When I least want a lecture that’s when I’ll find him there!
WILSON (spoken): Time for that dance interlude, I guess.
(Instrumental break, change of key; WILSON begins a few dance steps; HOUSE observes, still seated.)
WILSON:
Well, maybe we’re both crazy.
HOUSE:
The logic’s hazy…
WILSON:
But his antics are amusing,
Even when they’re quite confusing
So if I’m the crutch that he’s using…
(Instrumental break; HOUSE stops WILSON’S dancing with a strategic application of cane to shins; return to original melody.)
WILSON:
We need each other.
HOUSE:
Like symbiotes or brothers.
Never mind the others-he’s the one that will stay.
WILSON:
I endure vices, and make some sacrifices,
But in the end the price is one that I’m glad to pay.
HOUSE:
I say that I need no one;
That way, I know I won’t be betrayed.
WILSON:
But I wouldn’t let him drive me off.
HOUSE:
Despite all the times I yelled and scoffed.
WILSON:
Maybe this arrangement’s stressful
But ultimately successful.
HOUSE:
And I can’t imagine working
Sans my bud beside me smirking,
Maybe pranking,
Maybe joking.
WILSON:
Maybe driven into stroking.
Either way, all the provoking
It will somehow end well,
And that’s why I’ll never tell.
I swear that I’ll never tell.
HOUSE (smirking):
Although I could.
WILSON (pointedly rubbing his shin):
Although I should.
HOUSE:
I take the fifth.
Just move along.
BOTH:
I’ll never tell!
[End song.]
WILSON (to HOUSE): That was...uncommonly positive of you.
HOUSE: It was the song talking-I haven’t had to be that candid about my emotions since I ditched Stacy. Did I mention this vaudeville routine is getting old?
WILSON: Not to me, but I’m sure you’ve been complaining all morning.
HOUSE (disgruntled): Of course I’ve been complaining-if I wanted to sing, I wouldn’t’ve become a doctor!
WILSON: It’s not that bad-my younger patients were really entertained when I sang while they were getting morning meds.
HOUSE (interestedly): Something upbeat and heartwarming, or did they all end up crying over their terminal prognoses?
WILSON (frowns): They’re not all terminal.

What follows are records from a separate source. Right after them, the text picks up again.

PR #114, opened 2021-05-11
T263598 keyboard shortcuts on gallery

hueitan:
Phabricator Ticket : https://phabricator.wikimedia.org/T263598

 - [x] LTR / RTL cases
 - [x] different browser

### DIFF
--- a/src/gallery/event.js
+++ b/src/gallery/event.js
@@ -1,0 +1,16 @@
+let eventListenerStack = []
+
+const addEventListener = ( target, type, listener, options = undefined ) => {
+	target.addEventListener( type, listener, options )
+	eventListenerStack.push( [ target, type, listener, options ] )
+}
+
+const clearAllEventListener = () => {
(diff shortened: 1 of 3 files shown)


src/gallery/fullscreen.js
```diff
@@ -34,6 +36,15 @@ const showFullscreenGallery = (
 		hideFullscreenGallery( container )
 	} )
 
+	addEventListener( window, 'keydown', event => {
```
stephanebisson, line 39: You can destructure to `({ key })` instead of `event`

stephanebisson (approved):

src/gallery/event.js
```diff
@@ -0,0 +1,16 @@
+let eventListenerStack = []
```
medied, line 1: Should all gallery event listeners be included in this new array? The ones in `applyGestureEvent` for example? Mainly asking because that would overlap the image zoom feature I'm working on.

PR #2320, opened 2022-09-29
Add pagination to projects endpoint

KipSigei:
- Add pagination to projects endpoint
- Tests

  - [x] Included tests
  - [x] Updated documentation

Closes #


DavisRayM (approved):
One thing, Can we add a note, that the default page size for XForms and Projects is 100,000 records ?

Other than that LGTM

DavisRayM (approved):

PR #2335, opened 2022-11-16
Update GeoJSON endpoint to filter by instances with geoms

KipSigei:
- Update geojson enpoint to return 404 if all instances/submissions have empty geoms e.g
## before
```
{
  "type": "FeatureCollection",
  "features": [
    {
      "type": "Feature",
      "geometry": {
        "type": "GeometryCollection",
        "geometries": []
      },
      "properties": {
        "id": 111,
        "xform": 20
      }
    }
  ]
}
```

## now
```
{
  "detail": "Not found."
}
```
- Tests

  - [x] Included tests
  - [ ] Updated documentation

Closes #


DavisRayM (approved):

onadata/apps/api/viewsets/data_viewset.py
```diff
@@ -393,6 +393,17 @@ def destroy(self, request, *args, **kwargs):
...
                 delete_instance(self.object, request.user)
+
+                # update xform if no instance has geoms
+                if (
+                    self.object.xform.instances.filter(
+                        deleted_at__isnull=True, geom=None
+                    ).count()
+                    < 1
+                ):
+                    self.object.xform.instances_with_geopoints = False
```
DavisRayM, line 404: Can we have this implemented on the model level instead of the viewset ? _Guessing this field is updated/set on the model level ?_

onadata/apps/logger/models/instance.py
```diff
@@ -794,11 +794,21 @@ def soft_delete_attachments(self, user=None):
...
+        # update xform if no instance has geoms
+        if (
+            instance.xform.instances.filter(
+                deleted_at__isnull=True, geom=None
+            ).count()
+            < 1
+        ):
+            instance.xform.instances_with_geopoints = False
+            instance.xform.save()
+
```
DavisRayM, line 811: Let's have this happen in `update_xform_submission_count` and let's try to avoid a count on the XForm. If possible let's use the Forms `submission_count` property

onadata/apps/api/viewsets/data_viewset.py
KipSigei: @DavisRayM Moved the logic to the instance model post save signal instead to handle the update after a submission is soft deleted. Note that with soft deletion the post_save signal is triggered instead of post_delete

onadata/apps/logger/models/instance.py
```diff
@@ -316,9 +316,22 @@ def update_xform_submission_count_delete(sender, instance, **kwargs):
         safe_delete(f"{DATAVIEW_COUNT}{xform.pk}")
         safe_delete(f"{XFORM_COUNT}{xform.pk}")
 
-        if xform.instances.exclude(geom=None).count() < 1:
-            xform.instances_with_geopoints = False
-            xform.save()
+        # update xform if no instance has geoms
+        if (
+            instance.xform.instances.filter(
+                deleted_at__isnull=True, geom=None
```
DavisRayM, line 322: This query won't do what is expected; It's counts instances that are not deleted with no geoms... Let's use the initial query `xform.instances.exclude(geom=None, deleted_at__isnull=False).count() < 1`

DavisRayM (changes requested):

onadata/apps/logger/models/instance.py
DavisRayM: `xform.instances.filter(~Q(geom=None), deleted_at__isnull=True).count() < 1`

DavisRayM (approved):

And it was nice; full of hope. Some of them made great backup singers.
HOUSE (with a pained expression): Thank God I was nowhere near that. I’ve had about as much sweetness as I can stomach.
(Cut to CUDDY, waiting by the fourth floor elevator.)

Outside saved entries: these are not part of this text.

PR #2336, opened 2022-11-16
Propagate project permissions to all KPI Assets

### LINKED ISSUE #1060: Form builder forms can not be edited by other admins in org account
All

### Expected behavior
In an org account, any admin should be able to edit a form previously developed by another individual in form builder as this is an option listed for all admins (see screen shot below). 

screen_shot_2017-06-28_at_8_48_10_am

### Actual behavior
If another admin, who did not develop the form in form builder, clicks edit the form, they receive and error message (see screen shot below) and is unable to edit the form.

screen shot 2017-06-27 at 9 17 16 am

The work around would be to use XLSForm syntax form and replace the form. Everyone would have access to that.

- Have 1 admin in an org account create a form in form builder and publish the form
- Have another org admin try to edit the form

Sample Form: https://ona.io/acme/916/216297
### Implementation plan

- 
- 
-

DavisRayM:

- [x] Ensure permissions are created for Owners on KPI published assets
- [x] Ensure permissions are removed from KPI published assets once a users' role is downgraded/removed
- [x] Cleanup

- [x] QA

_TODO_

  - [x] Included tests
  - [ ] Updated documentation

Closes #1060

### DIFF
--- a/onadata/libs/utils/project_utils.py
+++ b/onadata/libs/utils/project_utils.py
@@ -21,9 +21,13 @@ from onadata.apps.api.models.team import Team
 from onadata.apps.logger.models.project import Project
 from onadata.apps.logger.models.xform import XForm
 from onadata.celeryapp import app
-from onadata.libs.permissions import (ROLES, OwnerRole,
-                                      get_object_users_with_permissions,
-                                      get_role, is_organization)
+from onadata.libs.permissions import (
+    ROLES,
+    OwnerRole,
+    get_object_users_with_permissions,
+    get_role,
+    is_organization,
+)
 from onadata.libs.utils.common_tags import API_TOKEN, OWNER_TEAM_NAME
 from onadata.libs.utils.common_tools import report_exception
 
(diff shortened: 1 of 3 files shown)


ukanga (approved):

onadata/libs/utils/project_utils.py
```diff
@@ -138,3 +153,177 @@ def _set_project_perms():
...
+        form_ids: List[int] = list(
+            project.xform_set.filter(deleted_at__isnull=True).values_list(
+                "id", flat=True
+            )
+        )
+
+        # Propagate permissions for XForms that were published by
+        # Formbuilder
+        for form_id in form_ids:
+            asset: XForm = XForm.objects.get(id=form_id)
```
KipSigei, line 284: We should add a try catch block here so that if the xform doesnt exist in replica it can be fetched from master

DavisRayM: I think that might not be something we'd need to handle since [this](https://github.com/onaio/onadata/pull/2336/files/e246be0987dd007094b7e3b606b11591d912d7f6#diff-b788ff4632a7e33981fda5c4e9b7dfe6f2b550fcf2d60b65126fe4d808cb0030R275) line should only return XForm objects that are available in the moment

CUDDY: He should be happy, then: the number he has coming up is about as far from sweet as possible. (The elevator doors slide open; she gets in and hits the button for the first floor.) Not that he likes to discuss his suffering, either, but he’ll get to do it more or less in private. (She opens the folder and sighs.) Time for my second song-at least this one’s short. (Leaves the elevator; returns to her office and sits down behind her desk, just in time for the sound of chimes to open up the piece.)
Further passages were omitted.